# Books on Military Tactics



## Canuk Crusader (18 Apr 2011)

Does anybody know any good books on tactics used by modern armies (WWI onwards). I've been looking for a while but am having no luck.


----------



## Flap Jack (18 Apr 2011)

Infantry Attacks by Rommel 
On Guerrilla Warfare by Mao Zedong 
Strategy by B.H. Liddell Hart

Those are just a few.
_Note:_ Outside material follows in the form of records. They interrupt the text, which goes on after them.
Issue #2200, opened 2021-06-30
Can't determine if state tools button is inactive or active for Materia GTK theme


Keyikedalube:
**Describe the bug**
State tools button's focusability is making it hard to determine if a button is active or inactive for Materia GTK theme

**To Reproduce**
1. Activate rectangle tool
2. Click on any active button
3. Inactive button is still vaguely highlighted because focus is set to this button

**Expected behavior**
When button is inactive/untoggled it should appear like the rest without grabbing focus.

**Screencast**

https://user-images.githubusercontent.com/24214509/123899279-7e220000-d984-11eb-971f-8d2ab414bdfa.mp4

**System information:**
 - OS: Fedora Linux
 - OS version: 34
 - Commit ID: 4273435309266fa4181269fdb3e9cc454cf14337

**Additional comments**
On Adwaita, a border is shown instead when button state is changed from active to inactive

mohamedAdhamc:
is this still an issue?  if it is i would be willing to work on it.

Keyikedalube:
@mohamedAdhamc Yes this is still an issue maybe only for me and probably other materia gtk theme users.

If you'd like to crack this issue I can assign you :)

mohamedAdhamc:
> @mohamedAdhamc Yes this is still an issue maybe only for me and probably other materia gtk theme users.
> 
> If you'd like to crack this issue I can assign you :)

yes, sure I'd like to have a go at it.

mohamedAdhamc:
> @mohamedAdhamc Yes this is still an issue maybe only for me and probably other materia gtk theme users.
> 
> If you'd like to crack this issue I can assign you :)

Hey sorry was carried away a bit in the past 2 days with all the build and IDE configuration errors however I will be starting to try and  tackle this, but I just have a few questions to clarify things here a little.

1- What is the expected behaviour here exactly ? My understanding is that maybe you can have multiple ones active and the problem is that inactive ones are still vaguely highlighted. Or is it that only one should be active and they should be grouped in a mutually exclusive way for example.

2- Are there any specific places or functions where you would think it'd  be helpful to look at? I'm guessing I should start state_rectangle.cpp and see where that leads me.

Keyikedalube:
> 1- What is the expected behaviour here exactly ? My understanding is that maybe you can have multiple ones active and the problem is that inactive ones are still vaguely highlighted.

Yes, that's correct :)

> I'm guessing I should start at state_rectangle.cpp and see where that leads me.

[...]

PR #2577, opened 2022-03-15
Fixing Rectangle Tool State Indeterminacy

mohamedAdhamc:
this I believe solves the bug #2200  . I am proposing this just for the rectangle tool as a demo and if merged I could easily repeat this for all the others which have the same problem.

### DIFF
--- a/synfig-studio/src/gui/states/state_rectangle.cpp
+++ b/synfig-studio/src/gui/states/state_rectangle.cpp
@@ -1264,4 +1264,13 @@ StateRectangle_Context::toggle_layer_creation()
   layer_advanced_outline_flag = get_layer_advanced_outline_flag();
   layer_curve_gradient_flag = get_layer_curve_gradient_flag();
   layer_plant_flag = get_layer_plant_flag();
+   
+  // disable focus for buttons where focus makes active/inactive states confusing
+  layer_rectangle_togglebutton.set_can_focus(false);
+  layer_region_togglebutton.set_can_focus(false);
+  layer_outline_togglebutton.set_can_focus(false);
+  layer_advanced_outline_togglebutton.set_can_focus(false);
+  layer_curve_gradient_togglebutton.set_can_focus(false);
+  layer_plant_togglebutton.set_can_focus(false);
+
 }


Keyikedalube:
The behavior is working as expected but did you notice that when you place your cursor on the text box above those togglable buttons and press tab key all those toggle buttons are skipped jumping directly to ComboBox and vice versa for shift+tab key press.
That's the minor inconvenience for `*.set_can_focus(false)`

If we wanted to keep the keyboard tab input intact we could use signals to detect when the button is toggled and thereby grabbing/ungrabbing focus intelligently. Code implementation would be longer though.

I like the current solution because I don't think most users use keyboard as input for state buttons rather they prefer quick mouse hover and clicking to select/unselect. And also because the implementation is simple and clear :)

Keyikedalube (approved):

Keyikedalube (approved):
Much better 👍🏽 🎉

ice0:
@mohamedAdhamc 

There is a more elegant way to do this. Please check `LAYER_CREATION`.

mohamedAdhamc:
> @mohamedAdhamc
> 
> There is a more elegant way to do this. Please check `LAYER_CREATION`.

@ice0  
done, not sure if this is exactly what you meant though.

ice0:
> > @mohamedAdhamc
> > There is a more elegant way to do this. Please check `LAYER_CREATION`.
> 
> @ice0 done, not sure if this is exactly what you meant, but I tested it and the functionality is consistent and it is indeed way more efficient.

This is exactly what I meant. You do the same work in nice and clean way.
It also automatically sets the correct properties for new buttons on that toolbar.
Please fix the indentation and it will be ready to be merged.

mohamedAdhamc:
@ice0  done

ice0:
> @ice0 done Also, this is a problem for other tool buttons, so should I make another proposal doing this same change for them so #2200 can finally be closed ?

In total, I counted eight tools that have tool buttons, so I suggest fixing them all in this PR, as there will be few changes.

mohamedAdhamc:
@ice0  done, also for the text tool there is only one tool button, and implementing this there right now doesn't really fix anything so I was wondering if I should edit it or not, but I decided to do so as to keep the consistency and in case new ones are added in the future.

p.s I don't know if you or other people here use qt creator but for some reason, it messes up the indentation, I had to fix it using visual studio.

Keyikedalube:
> p.s I don't know if you or other people here use qt creator but for some reason, it messes up the indentation

This section tells how to setup indentation level and type for qtcreator https://synfig-docs-dev.readthedocs.io/en/latest/ide/QtCreator.html#source-code-indentation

Theres a lot more pre-WWI as well.


----------



## BC Old Guy (18 Apr 2011)

For a history of the development of Infantry tactics, try "On Infantry" by John English and Bruce Gudmundsson.


----------



## TN2IC (18 Apr 2011)

Bear Went over the Mountain: Soviet Combat Tactics in Afghanistan by Lester W. Grau

The Other Side of the Mountain: Mujahideen Tactics in the Soviet-Afghan War by Ali Ahmad Jalali

 :nod:


----------



## a_majoor (27 Apr 2011)

Not a good day to die, Sean Naylor. A good report on Op Anaconda in the Sha i Kot valley

Black hawk down, Mark Bowden. The battle of Mogadishu. This book also shows some of the fighting from the side of the clan fighters


----------